That was my first thought..Show the girls.


----------



## Saltstalker (Jun 6, 2008)

Popcorn anyone ?


----------



## drumbeat (Sep 20, 2005)

Bayport channel , huh ? Got to get all my buddies , cousins , in-laws and outlaws
out there ! Thanks for the pics ...


----------



## SEAHUNT186 (Dec 24, 2004)

Capt. Juarez said:


> isnt this site here to help others catch fish? Its good brag but it is more sportsman like to share info aswell. Nice fish though.
> 
> Capt Brent Juarez


Are you freakin kidding me?? I post a report and give atleast Kemah/Seabrook area and you want to bash me for not being sportsman like? Then throw in some half assss comment like nice fish though?? 
Here's one for ya, next time you go fish and maybe actually catch something, you need to post a pic from all angles of exact locations of where you caught them. Well, why stop there, give GPS coordinates, time of day, bait used, dept of water, tidal movement, moon placement, birds around, clarity of water, and type of bottom. 
People wonder why they don't post reports anymore. Geezzz, I wonder...
Let's count how many negative posts there can be on me posting a good report of a great day on the water. Thanks guys for TRYING to ruin my fun day.


----------



## Capt. Juarez (Jun 20, 2008)

I have no problem give all the details on when and where I catch fish. Hell next time I get out I will call you and give the all the info you need. The only time I do not give info is when I have an upcoming tournament other than that I give out info to anyone who wants to know. FYI SEAHUNT there is two big schools of redfish in jackspocket right now I dont have the GPS coordinatants but they are between the big seperator and the crew boat channel in about 4-5 ft of water throwing topwaters or tails. You happy now? By the way good catch the other day.

Thanks Capt. Brent Juarez


----------



## SEAHUNT186 (Dec 24, 2004)

Capt. Juarez said:


> You happy now?


No I'm not happy now. I'm tired and need to go to bed. I've had enough of ya'lls ridiculous comments for today.

Ya'll feel free to bash all ya'll want.

BTW, I've given plenty of info to people via PM's about this report.

Good night.
Steve


----------



## nelson6500 (Jun 8, 2007)

Well said :wink:



SEAHUNT186 said:


> Are you freakin kidding me?? I post a report and give atleast Kemah/Seabrook area and you want to bash me for not being sportsman like? Then throw in some half assss comment like nice fish though??
> Here's one for ya, next time you go fish and maybe actually catch something, you need to post a pic from all angles of exact locations of where you caught them. Well, why stop there, give GPS coordinates, time of day, bait used, dept of water, tidal movement, moon placement, birds around, clarity of water, and type of bottom.
> People wonder why they don't post reports anymore. Geezzz, I wonder...
> Let's count how many negative posts there can be on me posting a good report of a great day on the water. Thanks guys for TRYING to ruin my fun day.


----------



## houfinchaser (Oct 10, 2008)

haha please be sportsman ? why dont you ask for his boat, favorite lures and girlfriend too..haha. what is the world coming to? 

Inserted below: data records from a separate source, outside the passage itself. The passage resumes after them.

PR #150, opened 2026-02-22
Robot Learning Application Examples: Adding teleop functionality via keyboard

Theonewhomadethings:
## Test 

`python roboplan_examples/python/example_teleop.py --model ur5 --teleop keyboard`

`python roboplan_examples/python/example_teleop.py --model franka --teleop keyboard`

## Keyboard controls
Click/focus the running terminal window first.

Translation movement:
- `w` / `s` ->  x-direction movement
- `a` / `d` ->  y-direction movement
- `q` / `e` ->  z-direction movement

Rotational movement:
- `i` / `k` ->  roll direction
- `j` / `l` ->  pitch direction
- `u` / `o` ->  yaw direction

Other keys:
- `space` -> pause/resume teleop
- `r` -> reset robot to home position
- `t` -> reset target to current end-effector pose
- `x` -> quit teleop

## GUI controls
- `Linear Sensitivity` slider
- `Angular Sensitivity` slider
- `Control Frame` dropdown (`ee`/`world`)
- `Reset to Home` button

## quick demo

https://github.com/user-attachments/assets/9b91c7ef-c49d-430c-a3c4-8053ea5b1c85


roboplan_examples/python/teleop/command_filter.py
```diff
@@ -0,0 +1,52 @@
+from __future__ import annotations
```
sea-bass: Is this import necessary?

roboplan_examples/python/teleop/config.py
```diff
@@ -0,0 +1,46 @@
...
+    rz_neg: str = "o"
+    gripper_open: str = "g"
+    gripper_close: str = "h"
+    pause_toggle: str = "space"
+    reset_home: str = "r"
+    reset_target_to_current: str = "t"
+
+
+@dataclass
+class TeleopConfig:
```
sea-bass, line 31: Make sure units are in the comments

sea-bass (commented):
Thanks for taking this one! Just gave it an initial cursory look for now and providing high level comments.

- As personal preference, I would favor shorter, less LLMy text for the issues, PR descriptions, and commit messages. Most of the explanations can and should go in docstrings in the code itself so they can be modified later and accompany changes to the code.
- What is the difference between the regular and the `m0` teleop script? I would just keep one of those.
- It's really cool seeing all those viser hooks, but we shouldn't go too far with those yet. I do like the sliders for controlling certain tunable parameters though!
- Recall that this is a C++ library with Python bindings. While I think overall you chose correctly here, in that this teleop stuff should be mostly Python as it's mostly example code and not core library. But, as you flesh things out do consider whether any of this should also be made available to people developing purely in C++.

Also sorry for the generated stubs noise. This is fixed in https://github.com/open-planning/roboplan/pull/144, hasn't been reviewed but if this works for you and you can confirm, let me know!

roboplan_examples/python/teleop/command_filter.py
Theonewhomadethings: addressed in commit https://github.com/open-planning/roboplan/pull/150/changes/a1688d98bc65c6fe3fbc547e7810d8e177836325

roboplan_examples/python/teleop/config.py
Theonewhomadethings: addressed in commit https://github.com/open-planning/roboplan/pull/150/changes/afc462e4cebab299d050b5debc900b6e18f61354

bindings/src/roboplan/roboplan_ext/README.md
```diff
@@ -1,5 +0,0 @@
-This folder is generated automatically by building the bindings.
```
sjahr, line 1: Is this removed intentionally? Maybe I missed that in the conversation

bindings/CMakeLists.txt
```diff
@@ -193,7 +193,7 @@ if(GENERATE_PYTHON_STUBS)
       set(PYTHON_STUB_INSTALL_DIR "roboplan")
   endif()
   install(
-    DIRECTORY "${CMAKE_BINARY_DIR}/roboplan_ext/"
+    DIRECTORY "${CMAKE_BINARY_DIR}/roboplan_ext"
```
sjahr, line 196: Same here

roboplan_examples/python/teleop/command_filter.py
```diff
@@ -0,0 +1,50 @@
+import numpy as np
+
+from .config import TeleopConfig
+from .types import TwistCommand
+
+
+class CommandFilter:
```
sjahr, line 7: I am confused, isn't that a re-implementation of the command filter you created in the library?

roboplan_oink/CMakeLists.txt
```diff
@@ -76,6 +76,8 @@ add_library(roboplan_oink SHARED
     src/tasks/configuration.cpp
     src/constraints/position_limit.cpp
     src/constraints/velocity_limit.cpp
+    src/teleop/command_filter.cpp
```
sjahr, line 79: I wouldn't add this to the oink package, since it is not necessarily related to oink. For example, you could also use Simple IK for the steering. Either, you move this to it's own package, or don't have any C++ code at all since this is only meant to be used as a python example.

sjahr (commented):
Thank you for you contribution! A couple of thoughts:
- As mentioned below, I think this should be unrelated of the oink package
- Would it be possible to condense the example to fewer files to simplify the it a bit.

sea-bass:
Closing since it was superseded by #213

PR #177, opened 2026-04-12
Incorporate scene and joint groups into OInK

### LINKED ISSUE #146: Oink solver should accept joint groups
Right now the oink solver uses the entire model, meaning all its actuated joints. For robots with lots of gripper joints, like the Kinova, this is not ideal.

A solution would be for the Oink solver itself to accept a group name and be able to down-select its number of variables based on the joints in that group.

### LINKED ISSUE #148: Oink tasks, constraints, and barriers should have a "setup" step that uses the scene
See https://github.com/open-planning/roboplan/pull/147#discussion_r2836579742

As a bonus, this could also serve as a way to automatically determine `num_variables` instead of having to pass them in.

sea-bass:
This PR changes the interfaces of OInK to improve various aspects of developer quality of life:

1. Scene information is passed in at construction time so we can precompute things at constructio time
2. OInK solver can operate on joint groups, so you can remove redundant degrees of freedom from solves and greatly improve OSQP matrix sizes and thereby solve time
3. Number of variables are all managed internally as a consequence.

This is a sweeping and breaking change that will very much affect older versions, so we should get this in for 0.3.0.

The key design change is that:

* The `Oink` solver accepts a scene and a group name -- this defines the dimensionality of the tangent space (i.e., which subset of `model.nv` to use)
* Each task/constraint/barrier now accepts an `Oink` instance in its constructor (and in some cases, also a scene when needed), which allows passing of all the necessary information from the solver itself.

It's not perfect, but it works! I was able to run all the oink examples with all our example robots. Looking forward to some feedback.

Closes #146 
Closes #148 
Closes #152


bindings/src/modules/core.cpp
```diff
@@ -183,12 +183,9 @@ void init_core_scene(nanobind::module_& m) {
            "Converts partial joint positions to full joint positions.", "group_name"_a, "q"_a)
       .def("interpolate", &Scene::interpolate, "Interpolates between two joint configurations.",
            "q_start"_a, "q_end"_a, "fraction"_a)
-      .def(
-          "integrate",
-          [](const Scene& self, const Eigen::VectorXd& q, const Eigen::VectorXd& v)
-              -> Eigen::VectorXd { return pinocchio::integrate(self.getModel(), q, v); },
-          "Integrates a velocity vector from a configuration using Lie group operations.", "q"_a,
-          "v"_a)
```
sea-bass, line 194: Turned this into a proper method of the C++ scene instead of a Python bindings exclusive

roboplan_examples/python/example_oink.py
```diff
@@ -100,30 +97,26 @@ def main(
     viz = ViserVisualizer(model_pin, collision_model, visual_model)
     viz.initViewer(open=True, loadModel=True, host=host, port=port)
 
-    # Determine the velocity space dimension (nv) by computing a Jacobian
-    # For models with quaternion joints, nv < nq
-    jac = scene.computeFrameJacobian(q_full, model_data.ee_names[0])
-    num_variables = jac.shape[1]  # nv (velocity space dimension)
```
sea-bass, line 106: i am so happy to get rid of this block of code, since this was a very awkward way of getting the dimensionality of our problem

roboplan_oink/include/roboplan_oink/barriers/position_barrier.hpp
```diff
@@ -114,15 +116,15 @@ struct PositionBarrier : public Barrier {
...
 
-private:
-  /// @brief Cached frame index for fast lookups.
-  mutable pinocchio::FrameIndex frame_id = 0;
+  /// @brief Velocity indices of the joint group (for Jacobian column selection).
+  Eigen::VectorXi v_indices;
 
-  /// @brief Whether frame_id has been cached.
-  mutable bool frame_id_cached = false;
+private:
```
sjahr: It's a struct, I think `private` can be removed or we need to make it a class

roboplan_oink/src/constraints/velocity_limit.cpp
```diff
@@ -23,14 +25,7 @@ int VelocityLimit::getNumConstraints(const Scene& /*scene*/) const { return num_
...
     Eigen::Ref<Eigen::VectorXd> lower_bounds, Eigen::Ref<Eigen::VectorXd> upper_bounds) const {
-  const auto& model = scene.getModel();
-
-  // Validate that model dimensions match constructor
-  if (model.nv != num_variables) {
-    return tl::make_unexpected("VelocityLimit: model.nv (" + std::to_string(model.nv) +
-                               ") does not match num_variables (" + std::to_string(num_variables) +
-                               ") from constructor");
-  }
+  (void)scene;
```
sjahr: What does this do?

roboplan/src/core/scene.cpp
```diff
@@ -371,6 +371,10 @@ Eigen::VectorXd Scene::interpolate(const Eigen::VectorXd& q_start, const Eigen::
   return pinocchio::interpolate(model_, q_start, q_end, fraction);
 }
 
+Eigen::VectorXd Scene::integrate(const Eigen::VectorXd& q, const Eigen::VectorXd& v) const {
+  return pinocchio::integrate(model_, q, v);
```
sjahr, line 375: Does pinocchio handles dimension mismatches here gracefully or do we need guardrails for the inputs or need to catch something / return tl::expected?

roboplan_oink/include/roboplan_oink/barriers/position_barrier.hpp
```diff
@@ -114,15 +116,15 @@ struct PositionBarrier : public Barrier {
...
+  /// @brief Frame index (resolved eagerly at construction).
+  pinocchio::FrameIndex frame_id;
 
-  /// @brief Pre-allocated workspace for frame Jacobian (6 x nv).
-  mutable Eigen::MatrixXd frame_jacobian;
+  /// @brief Pre-allocated full-robot Jacobian workspace (6 x model.nv).
+  mutable Eigen::MatrixXd full_jacobian_;
```
sjahr: If we remove the private, the _ needs to be removed. Also, I liked frame jacobian. Any benefits in renaming it?

roboplan_oink/src/tasks/frame.cpp
```diff
@@ -81,25 +83,17 @@ tl::expected<void, std::string> FrameTask::computeError(const Scene& scene) {
...
-                             jacobian_container);
+  // Compute full-robot frame Jacobian, then select the group's velocity columns
+  full_jacobian_.setZero();
+  scene.computeFrameJacobian(q, frame_id, pinocchio::ReferenceFrame::LOCAL_WORLD_ALIGNED,
+                             full_jacobian_);
 
   // The negative sign ensures that with the QP formulation (min ||J*dq + gain*e||^2),
   // the solution dq = -gain * J^{-1} * e moves toward the target.
-  jacobian_container *= -1.0;
+  jacobian_container.noalias() = -full_jacobian_(Eigen::placeholders::all, v_indices);
```
sjahr: Is this more performant?

sjahr (commented):
Thanks for these changes! I read through them and still need to test the PR but here is a first set of comments/ minor questions.

One design decision I need to think more about is whether the scene should be a member of the oink struct or not. What I like about Pinocchio is the clean separation of state and model and my idea was to somewhat adapt this for OInK and not store robot state information in the oink struct. I like that a user needs to consciously pass the scene with the current state to the solveIK call. With the current change we loose this and when you call scene.integrate later in the code this also changes the internal state of oink itself which might not be obvious. However I can also see the benefit in having everything in one place aka the OInK struct.
What are your thoughts on this?

sea-bass:
> One design decision I need to think more about is whether the scene should be a member of the oink struct or not. What I like about Pinocchio is the clean separation of state and model

Agreed. There are probably other ways of doing this. In a previous version of the branch, I was instead passing in the scene and the group name into the constructor, but at some point I was like "meh, oink already has all this info". Let me think how it could look better

roboplan_oink/src/tasks/frame.cpp
sea-bass: The `noalias()` stuff, yes. It prevents creating a temporary matrix.

The indexing definitely is more performant. A big point of this PR is to specify joint groups so you don't allocate matrices the size of the full robot state if you're not using them.

roboplan_oink/include/roboplan_oink/barriers/position_barrier.hpp
sea-bass: I think it was auto-renamed because our frame jacobian is now a "slice" of the full Jacobian matrix. But I can prob clean this up

roboplan/src/core/scene.cpp
sea-bass: Would be a good idea to validate. Will do.

roboplan_oink/src/constraints/velocity_limit.cpp
sea-bass: I... don't know. I blame Claude for this one and will fix it.

sea-bass: oh this was an unused variable that instead of being removed was cast to void... yeet!

roboplan/src/core/scene.cpp
sea-bass: actually on second thought I'm gonna leave this for now.

sjahr (approved):
Nice, I like this better 👍 Thank you!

People who don't find spots could care less about giving them out. They dont put in the work so it has no value to them. Not only will they fish in your spot they will tell all of there buddies or put it on a forum. To me half the fun is exploring new water and finding fish. Being a sportsman is thanking the man for informing you that there are fish bitting in the Kemah/Seabrook area.


----------



## deke (Oct 5, 2004)

Capt. Juarez said:


> isnt this site here to help others catch fish? Its good brag but it is more sportsman like to share info aswell. Nice fish though.
> 
> Capt Brent Juarez


Are you serious..Captain!?? I see you are new to this site, but blacking out back grounds is nothing new and IMO and most people that aren't here to just take, are OK with people doing this. He supplied plenty of information, and we wonder why so many that have been around here for years don't post reports anymore. Too many newbies with no respect for others on here that try to share.


----------



## Captain Dave (Jul 19, 2006)

Nice report and pics.. 

Man did this one go south.....


----------



## Freshwaterman (May 21, 2004)

Steve Good job on the fish. Ignore the haters.


----------



## IrishFlounderPounder (May 31, 2008)

Great report and keep em coming I enjoy reading them and seeing the pics, ignore the folks who have to ***** about something......they have higher estrogen levels than us!!!! : )


----------



## Freshwaterman (May 21, 2004)

*Humm*

*I have lived in Seabook (not just area) but proper for 48 years, Raised my 3 sons here, at the time opperated one of the Nations largests seafood distrabution centers, have deeeeeep, sloid roots and other than every day B.S,* *THIS I THE SPOT*


----------



## Captain Kyle (Oct 1, 2008)

Nice Fish!


----------



## great white fisherman (Jun 24, 2008)

There are some of us who just enjoy a good report and some nice pictures. Keep up doing what you do and let the jelious ones say what they want, Why let it bother you. It makes me laugh and you need a good laugh. 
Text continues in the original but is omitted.